Task goal: Some of the lines below need repeating. Reproduce exactly those between the lines holding "feat(cas): Use more" and "src/services/anchor-service.ts", inclusive.

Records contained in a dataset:
○ ○ ○ ○

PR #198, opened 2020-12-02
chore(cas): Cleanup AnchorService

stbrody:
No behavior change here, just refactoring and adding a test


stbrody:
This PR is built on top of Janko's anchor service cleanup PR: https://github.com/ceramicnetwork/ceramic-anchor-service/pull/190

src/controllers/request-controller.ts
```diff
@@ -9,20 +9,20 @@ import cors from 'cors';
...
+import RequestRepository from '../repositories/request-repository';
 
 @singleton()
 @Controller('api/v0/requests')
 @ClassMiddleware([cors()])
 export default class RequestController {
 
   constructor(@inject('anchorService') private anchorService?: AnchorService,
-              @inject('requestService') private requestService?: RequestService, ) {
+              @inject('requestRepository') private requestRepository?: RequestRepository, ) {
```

○ ○ ○ ○

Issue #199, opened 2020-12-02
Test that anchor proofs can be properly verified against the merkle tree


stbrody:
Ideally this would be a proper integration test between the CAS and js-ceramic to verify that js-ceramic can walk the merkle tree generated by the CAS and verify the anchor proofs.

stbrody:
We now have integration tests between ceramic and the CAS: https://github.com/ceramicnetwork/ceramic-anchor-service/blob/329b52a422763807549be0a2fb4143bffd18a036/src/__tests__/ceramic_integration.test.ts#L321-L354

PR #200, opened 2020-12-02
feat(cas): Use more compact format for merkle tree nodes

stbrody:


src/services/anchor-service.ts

○ ○ ○ ○

Solution to the problem:
feat(cas): Use more compact format for merkle tree nodes

stbrody:


src/services/anchor-service.ts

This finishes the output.